The Glorious Revolution, then, had indirect long-term consequences which surpassed the immediate political and constitutional changes. As we have seen, doctrinaire Whiggism was not the essential driving force o
n the events of 1688–9. Insofar as a new political direction can be discerned after 1689, it perhaps owed more to King William’s wars than it did to the Glorious Revolution.

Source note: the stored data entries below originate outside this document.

PR #12332, opened 2024-04-02
tpl/strings: Create strings.Diff template function

### LINKED ISSUE #12330: Create a strings.Diff template function
No new dependencies; this would call <https://pkg.go.dev/github.com/rogpeppe/go-internal@v1.12.0/diff#Diff>. 

Related: <https://discourse.gohugo.io/t/functional-testing-harness-for-templates-partials/49094>

It's fairly trivial to create a Hugo site to test partial and shortcode output against gold files, and then compare the content to report pass/fail. But it would be handy to report the diff as well. Something like:

```text
{{ $diff := strings.Diff "want" $want "got" $got }}
{{ transform.Highlight $diff "diff" }}
```

The above would look like:

image

jmooring:
Closes #12330

### DIFF
--- a/tpl/strings/strings.go
+++ b/tpl/strings/strings.go
@@ -27,6 +27,7 @@ import (
 	"github.com/gohugoio/hugo/deps"
 	"github.com/gohugoio/hugo/helpers"
 	"github.com/gohugoio/hugo/tpl"
+	"github.com/rogpeppe/go-internal/diff"
 
 	"github.com/spf13/cast"
 )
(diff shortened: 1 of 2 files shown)


tpl/strings/strings.go
```diff
@@ -172,6 +173,15 @@ func (ns *Namespace) ContainsNonSpace(s any) bool {
 	return false
 }
 
+// Diff returns an anchored diff of the two texts old and new in the “unified
+// diff” format. If old and new are identical, Diff returns a nil slice.
```
bep, line 177: The return value is never nil.

PR #12334, opened 2024-04-02
Fix misplaced end statment

learn-as-i-learn:
Looks like an {{ end }} statement got misplaced.


jmooring:
The existing code is fine. Your change would break it.

Issue #2354, opened 2016-08-12
tpl: Handle all errors from cast in the template funcs


bep:

bep:
Note: This is less important where the value is just returned to the user (like in safeHTML etc.), but uniformity is good.

PR #12335, opened 2024-04-03
errors: Return error from cast.ToStringE() consistently

seiyab:
I guess some errors are mistakenly discarded in https://github.com/gohugoio/hugo/issues/2354.

I didn't add any tests because I cannot find tests even for similar methods so maybe you consider such tests are too much. Ask me write ones if you consider they are necessary. To write test, I need your instructions, say, where to write test, how big (integrated) should they be, how much should tests cover and so on.

### DIFF
--- a/tpl/lang/lang.go
+++ b/tpl/lang/lang.go
@@ -58,7 +58,7 @@ func (ns *Namespace) Translate(ctx context.Context, id any, args ...any) (string
 
 	sid, err := cast.ToStringE(id)
 	if err != nil {
-		return "", nil
+		return "", err
 	}
 
 	return ns.deps.Translate(ctx, sid, templateData), nil
@@ -165,7 +165,7 @@ func (ns *Namespace) FormatNumberCustom(precision, number any, options ...any) (
 			// custom delimiter
 			s, err := cast.ToStringE(options[1])
 			if err != nil {
-				return "", nil
+				return "", err
 			}
 
 			delim = s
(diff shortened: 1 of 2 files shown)


jmooring:
I think this PR is OK. Returning `nil` instead of `err` seems like an oversight. For example, `AbsLangURL` and `RelLangURL` return the `err`, but their counterparts do not... so I don't think this was by-design. And the code hasn't been touched in 7 years.

I checked the tpl/strings package, and we are mostly consistent with cast error checking. There are a couple of cases where we are not... I will submit a separate PR for those.

seiyab:
Thank you for your review and merging.

> I checked the tpl/strings package, and we are mostly consistent with cast error checking. There are a couple of cases where we are not... I will submit a separate PR for those.

Oh, I haven't been aware of them. Thank you for checking.

To be honest, I know similar suspicious codes more. I didn't include them in this PR because I'm not sure they are bug yet. I list up similar ones here anyway.
https://github.com/gohugoio/hugo/blob/02d5ec14f3fea20fa05aa2f0c2b9698620633edc/hugolib/page__ref.go#L50-L53
https://github.com/gohugoio/hugo/blob/02d5ec14f3fea20fa05aa2f0c2b9698620633edc/tpl/collections/collections.go#L301-L309
https://github.com/gohugoio/hugo/blob/master/modules/npm/package_builder.go#L90-L93
https://github.com/gohugoio/hugo/blob/02d5ec14f3fea20fa05aa2f0c2b9698620633edc/tpl/os/os.go#L64-L67
https://github.com/gohugoio/hugo/blob/02d5ec14f3fea20fa05aa2f0c2b9698620633edc/helpers/general.go#L312-L314

Ask me to open an issue if necessary. I'm sorry but I'm not eager to investigate and fix them by myself.

PR #12353, opened 2024-04-07
completion: Improve existing argument completions, add many more

scop:
Do not offer filenames to arguments not taking one, complete arguments of options taking resource kinds, directory names, --logLevel, release --step, config and new --format.

Set argument counts and types on Cobra command level. As part of this, remove internal checks on argument counts. They are redundant with cobra.Args settings, and although they would give a chance to output a more specific error message, using cobra.Args makes completions suggest the correct number of positional arg completions.

As an internal refactoring, use higher level functions to set flag completions.  SetAnnotation works, but is more verbose than alternatives, and uses bash specific wording.

While at it, move setting completions next to flag definitions consistently.

Remove superfluous --destination completer setting, which is already set elsewhere.


commands/new.go
```diff
@@ -60,8 +61,16 @@ Ensure you run this within the root directory of your site.`,
...
 				},
 				withc: func(cmd *cobra.Command, r *rootCommand) {
+					cmd.ValidArgsFunction = func(cmd *cobra.Command, args []string, toComplete string) ([]string, cobra.ShellCompDirective) {
+						if len(args) != 0 {
+							return []string{}, cobra.ShellCompDirectiveNoFileComp
+						}
+						return []string{}, cobra.ShellCompDirectiveNoFileComp | cobra.ShellCompDirectiveFilterDirs
+					}
 					cmd.Flags().StringVarP(&contentType, "kind", "k", "", "content type to create")
+					_ = cmd.RegisterFlagCompletionFunc("kind", cobra.FixedCompletions(kinds.AllKinds, cobra.ShellCompDirectiveNoFileComp))
```
bep, line 71: I have not looked at all usage of AllKinds in here, but I would say that for completion, I think the current best approach would be to:

* Use AllKindsInPages in the above case and similar.
* Use AllKinds for the `disableKinds`.

scop: Cheers, changed this one to `AllKindsInPages`. `AllKinds` was already in use in `disableKinds`.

Recent studies of British identity and its European context have established that it was an event in European, not just British, and certainly not just English history. To treat the Glorious Revolution, as many Whig historians did, as a reflection of the genius of the English for moderation and for their ability to resist violent upheaval, is difficult to square with the bloodletting in Scotland and Ireland and the many years of warfare against France into which the revolution plunged the British Isles.